A long-running 'tech soap opera' between Elon Musk and Sam Altman is set to be hashed out in court starting this week, with potentially disastrous consequences for OpenAI and the future of the AI industry.
The Core Dispute
Elon Musk, the South African-born founder of SpaceX, and Sam Altman, the CEO of OpenAI, are two tech titans who believe they will have the biggest impact on humanity. Musk helped establish OpenAI in 2015 as a non-profit dedicated to developing AI for the betterment of humanity. However, OpenAI later created a 'capped profit' subsidiary in 2019 to attract investment from Microsoft, while legally binding returns to its mission of safe artificial general intelligence (AGI). Musk alleges that Altman has gone back on that founding principle.
The Lawsuit
The trial, beginning in Oakland, California, is expected to run for several weeks. If Musk succeeds, the court could force OpenAI to unwind its for-profit structure, alter who controls the company, and potentially reshape how charities and donors challenge mission drift in Silicon Valley.
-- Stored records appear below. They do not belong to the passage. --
PR #2024, opened 2022-08-19
threadmgr: Write SB register to actual cpu info in vm thread context info

EXtremeExploit:
Needs testing in unity games, i can confirm that HTR+ slot simulation has no change, maybe some other games do but i don't know


Zangetsu38:
Need more stuf and fix, with this current code majority unity game is broken rip digimon lol

Zangetsu38:
Why close ? You have no found how fix problem ? Maybe need also register other missing value 🤔

EXtremeExploit:
honestly i don't know how to fix it, idk how to get the values of st and teehbr, maybe adding those can fix the unity issue? but idk, its a small todo and i don't think it really makes any important progress or anything like that, if it gets done imo it should do the other todos aswell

This would complicate OpenAI's path to an initial public offering (IPO) and raise questions for investors and regulators about how much freedom a non-profit-backed AI lab has to become a commercial giant.
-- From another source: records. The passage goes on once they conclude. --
PR #2027, opened 2022-08-22
cpu: Generalize CPU Error logging

EXtremeExploit:
This puts the logging the status of the CPU in a single place, Now it only displays the time on the unicorn/dynarmic error line and then the cpu status without the time at the start of each line
image

### DIFF
--- a/vita3k/cpu/src/dynarmic_cpu.cpp
+++ b/vita3k/cpu/src/dynarmic_cpu.cpp
@@ -15,6 +15,7 @@
 // with this program; if not, write to the Free Software Foundation, Inc.,
 // 51 Franklin Street, Fifth Floor, Boston, MA 02110-1301 USA.
 
+#include "cpu/common.h"
 #include <cpu/disasm/functions.h>
 #include <cpu/impl/dynarmic_cpu.h>
 #include <cpu/impl/interface.h>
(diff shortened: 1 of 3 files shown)


vita3k/cpu/src/dynarmic_cpu.cpp
```diff
@@ -127,6 +128,13 @@ class ArmDynarmicCallback : public Dynarmic::A32::UserCallbacks {
         Ptr<T> ptr{ addr };
         if (!ptr || !ptr.valid(*parent->mem)) {
             LOG_WARN("Invalid read of uint{}_t at address: 0x{:x}", sizeof(T) * 8, addr);
+            LOG_WARN("{}", this->cpu->save_context().description());
+
+            auto pc = this->cpu->get_pc();
+            if (pc == 0)
+                LOG_CRITICAL("PC is 0");
```
bookmist, line 135: null was just an example. In emu first memory page is always bad ( this->cpu->get_pc() < parent->mem->page_size), and for any other value I don't know, and I don't know how to check is pointer bad or not.

bookmist:
Thank you very much for this PR. It makes debugging with dynarmic much easier. I was trying to make something like this but did not finish my ideas.

vita3k/cpu/src/dynarmic_cpu.cpp
EXtremeExploit: ic, afaik the only way to check if the pointer is actually valid when the address looks right is to actually check its value, which would cause a segfault, however it is still better to have some checks than nothing like it was before

bookmist: First page is always bad. See https://github.com/Vita3K/Vita3K/blob/054a8119096596c65007e54bf3db49dc69d450b3/vita3k/mem/src/mem.cpp#L103-L109
My implementation of dynarmic error logging. maybe it explain my idea a bit better https://github.com/Vita3K/Vita3K/commit/5d86be362ffcd9b308a580066408a738343a7465

EXtremeExploit:
@bookmist should be good, now both ends log red text and have the same output except for the first line which says what went wrong, that is dependant on the backend and is good enough imo, i had an idea to also display to what module the PC belongs to on the executing line but emuenv is not available in dynarmic so i gave up ¯\_(ツ)_/¯

bookmist (approved):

Dan Ives, principal analyst at Wedbush Securities, calls it a 'tech soap opera' with 'a lot of dirt and slings thrown around in court.' Andres Guadamuz, a legal scholar at the University of Sussex, adds that the case is 'about personal disputes between two very unlikeable people.'
Arguments and Defenses
Musk argues that OpenAI is no longer open-source or sufficiently non-profit. However, Anupam Chander, professor of law at Georgetown University, notes that 'openness is a fluid concept, and there may be good societal reasons for not releasing the most powerful models to the public.' OpenAI denies the claims, stating that Musk had plenty of opportunity to raise concerns without lawsuits. Lawyers for OpenAI wrote that this 'is the latest move in Elon Musk's increasingly blusterous campaign to harass OpenAI for his own competitive advantage.'
Potential Outcomes
Guadamuz expects the case to be settled out of court, as neither party wants a negative result. For OpenAI, the outcome could be make-or-break, with their IPO on the line. For Musk, it seems more about personal animosity. If Musk wins, OpenAI could cede supremacy to another AI company. The outcome could also affect how non-profits and charitable organisations are run, potentially allowing donors to reassert control over charities even without contractual rights.